# Beef tacos with beer and chocolate



## anselmo (Aug 26, 2008)

Bastard

Me like


----------



## badmotorfinger (Mar 15, 2010)

This sort of post is ruining akff. I'm scared to visit and risk leaving hungry and disatisfied. I just bit the cat as he walked by.


----------



## anselmo (Aug 26, 2008)

Bertros said:


> Thank you both. I have doggy bags worthy of mailing out from this one. Just PM me your address. ;-)


PM sent


----------



## Zed (Sep 18, 2006)

Awesome.
Was that a boneless rib roast??? How posh.

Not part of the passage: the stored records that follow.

PR #1603, opened 2020-05-06
Improve resources handling in android container

belemaire:
Improve resources handing in android container, by getting rid of hardcoded directories, embracing a more dynamic structure, enabling injection of native modules containing android resources. 

**BEFORE**

*Hardcoded resources directories in container hull*

```
sourceSets.main {
  res.srcDirs = [ "src/main/res", "src/main/res/devassist" ]
}
```

*Non flexible, dirty structure with the resources directories of the react native bundle kept in top level directory, with one other directory containing devassist resources*

```
res
├── drawable-mdpi
│   └── node_modules_reactnative_libraries_newappscreen_components_logo.png
└── devassist
    ├── values
    │   └── strings.xml
    └── xml
        └── ern_dev_preferences.xml
```

**AFTER**

*Mustache templated resources directories (dynamic)*

```
sourceSets.main {
  res.srcDirs = [ {{{resSrcDirs}}} ]
}
```

*Automated discovery of all directories contained in res/ top level directory to generate resources directories list, resulting in the following generated code*

```
sourceSets.main {
  res.srcDirs = [ 'src/main/res/bundle', 'src/main/res/devassist', 'src/main/res/react-native-foo' ]
}
```

*A more proper resources structure. Note that the assets specific to the react native bundle have been also moved to a dedicated bundle directory*

```
res
├── bundle
│   └── drawable-mdpi
│       └── node_modules_reactnative_libraries_newappscreen_components_logo.png
├── react-native-foo
│   ├── layout
│   │   └── surface_view.xml
│   ├── layout-v14
│   │   └── texture_view.xml
│   └── values
│       ├── attrs.xml
│       ├── public.xml
│       └── styles.xml
└── devassist
    ├── values
    │   ├── attrs.xml
    │   └── strings.xml
    └── xml
        └── ern_dev_preferences.xml
```


docs/platform-parts/manifest/native-modules.md
```diff
@@ -191,6 +191,31 @@ An array of one or more [Android hardware or software features](https://develope
...
+  }
+]
+```
+
+Also, because resources are accessed via the `R` generated class, you'll have to make sure to update all imports of this class in the source files importing this class, to use the container namespace rather than the native module one. You can do so using `replaceInFile` directive, as illustrated:
+
+```json
+"replaceInFile": [
+  { 
+    "path": "lib/src/main/java/com/org/foo/SourceFile.java",
```
friederbluemle, line 212: Minor: Instead of `com/org/foo/SourceFile` can you use `com/example/SourceFile`? `org` looks like a tld similar to `com`.. The `com.example` namespace/[example.com](https://www.example.com) domain exist specifically for the purpose of examples. ;)

belemaire: Sure, thanks :+1:
Indeed, `org` doesn't have anything to do here ... started from a copy/paste that was a namespace starting with `org` instead of `com`, so it's just a nasty left over. Thanks for catching this one ;)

Looks fantastic. A lime slice at the end sets it off. Orale!


----------



## badmotorfinger (Mar 15, 2010)

Where you get adobe chillies. Is it by download and requires almost daily updates.


----------



## Barrabundy (Sep 29, 2008)

And here I was thinking how great my old El Paso tacos were last night, complete with the same brand of sauce.......I've been sold out!! I'm like one of those people who raves about the lovely fresh pacific dory they bought from the deli section of their supermarket.

I'm bookmarking this one!


----------



## anselmo (Aug 26, 2008)

leftieant said:


> Oh man. 4 days home and I was looking forward to some slow cooker experimentation, with this one being high on the list.
> 
> Smoky pulled pork - shot down.
> Bertros brand beef tacos - shot down.
> ...


Talking of slow cooking I'm giving serious thought to making a sous vide machine
(Spell checker puts that as sits wise)
Instructables have a couple of instructions for ~$45


----------



## badmotorfinger (Mar 15, 2010)

Making this now. Going for home made tortillas as well. Will report back.


----------



## badmotorfinger (Mar 15, 2010)

Awesome. Well worth the effort. Beans and chilli side effects currently causing some marital friction.


----------



## anselmo (Aug 26, 2008)

Wherever you may be let the wind blow free


----------



## badmotorfinger (Mar 15, 2010)

Bertros said:


> Top stuff Badmotorfinger a glad you liked! I'm intrigued by your homemade tortillas.. Did you make them on a proper tortilla press, or use a substitute? How'd they turn out?
> 
> (And I hope you had some leftovers try today.... Chilli is ALWAYS better the day after, and keeps the marital conversations going even longer :twisted: )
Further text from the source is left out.